Methods: This is a single-center retrospective cohort study of adult pts undergoing CD19-directed commercial CAR-T for R/R LBCL from 2018 to 2022. We assessed for AKI, defined by rise in serum creatinine (Cr) of ≥0.3 mg/dL or to ≥1.5 times baseline within 30 days of CAR-T. Renal recovery was defined as no longer meeting AKI criteria. Chronic kidney disease (CKD) was defined as estimated glomerular filtration rate (eGFR)<60mL/min/1.73m2 for ≥3 months. Baseline clinical and disease characteristics were summarized using descriptive statistics and compared between pts with and without AKI using Wilcoxon rank sum test, chi-square test or Fisher’s exact test. Poisson regression with robust variance model was used to evaluate the risk factors for AKI. A multivariable analysis model (MVA) was built to evaluate risk factors for AKI using significant factors from univariable analysis models (UVA) and clinically relevant factors (baseline C-reactive protein level and nephrotoxin exposure). Progression-free survival (PFS) was calculated from CAR-T to progression or death, censoring those alive without progression at last assessment. Overall survival (OS) was calculated from CAR-T to death, censoring those alive at last contact. Kaplan-Meier method was used to estimate survival functions with log-rank test for inter-group comparisons. Cox proportional hazard regression models were used to estimate hazard ratios for PFS and OS.

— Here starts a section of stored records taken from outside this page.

PR #5030, opened 2025-09-18
Add new `-exclude-file` argument to support exclusion of subjects/files based on YAML list

### LINKED ISSUE #3971: `sct_run_batch` - exclude subjects using yml/json file
## Feature justification

If users want to exclude subjects from the analysis run by the `sct_run_batch`, they have to list these subjects under the `'-exclude-list'` flag: 

https://github.com/spinalcordtoolbox/spinalcordtoolbox/blob/812a8e00bd8862c3c9f2d099e24e0143a5337976/spinalcordtoolbox/scripts/sct_run_batch.py#L124-L127

It would also be helpful to have the option to provide the yml/json file listing subjects to exclude. For example, by a flag `-exclude-config`. 
The justification for providing the yml/json exclude file instead of `'-exclude-list'` is the fact that the yml/json exclude file can be easily stored within a repository, allowing higher reproducibility of analysis.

Results: 155 pts were included in the study with a median follow up of 3.3 years (range: 1.2 – 5.9 years). Median age was 63 years (range: 23-85), 91 (59%) were male, and 154 (99.4%) had LBCL. One patient (0.6%) had primary mediastinal B-cell lymphoma. Twenty-eight (18%) pts developed AKI with median time to peak Cr from CAR-T of 9.5 days (range: 3-30). Causes identified for AKI included volume depletion (8, 29%), CRS (5, 18%), nephrotoxin exposure (5, 18%), TLS (1, 4%), and no cause identified (12, 43%). Some cases were considered multifactorial (n=6). On UVA, variables associated with AKI included history of CKD (RR 3.5 [95% CI: 1.9, 6.6] p<0.01), receipt of axicabtagene ciloleucel (RR 2.1 [95% CI: 1.1, 4.2] p=0.04), and baseline elevated ferritin (RR 3.1 [95% CI: 1.1, 8.4] p=0.03). Only history of CKD was predictive of AKI on MVA (RR 2.7 [95% CI: 1.1, 7.0] p=0.04). Most pts with AKI had renal recovery (25 of 28) with median time to recovery of 14 days (range: 5-85). Of 3 pts without renal recovery, 2 required long-term HD and 1 experienced disease progression and died 34 days after CAR-T infusion. Four (2.6%) pts required renal replacement therapy during CAR-T with 2 of these requiring long-term HD. Median PFS was 2.4 months (95% CI: 1.1, 3.2) vs 6.8 months (95% CI: 4.0, 12.0) for pts with and without AKI, respectively (log rank p=0.015). Median OS was 8.4 months (95% CI: 2.2, 14.9) vs 30 months (95% CI: 18.2, not reached) for pts with and without AKI, respectively (log rank p=0.003). PFS and OS were significantly shorter for pts who had AKI compared to those who did not in UVA and MVA (PFS aHR 1.8 [95% CI: 1.1, 3.0] p=0.02; OS aHR 2.3 [95% CI: 1.3, 3.9] p=0.004).

Conclusion: AKI is common within 30 days of CAR-T therapy for R/R LBCL. History of CKD was associated with increased risk of AKI. Renal recovery is common, though these pts had shorter PFS and OS. Further research is needed to better understand the mechanisms of AKI during CAR-T and devise strategies to prevent this toxicity as it carries prognostic relevance.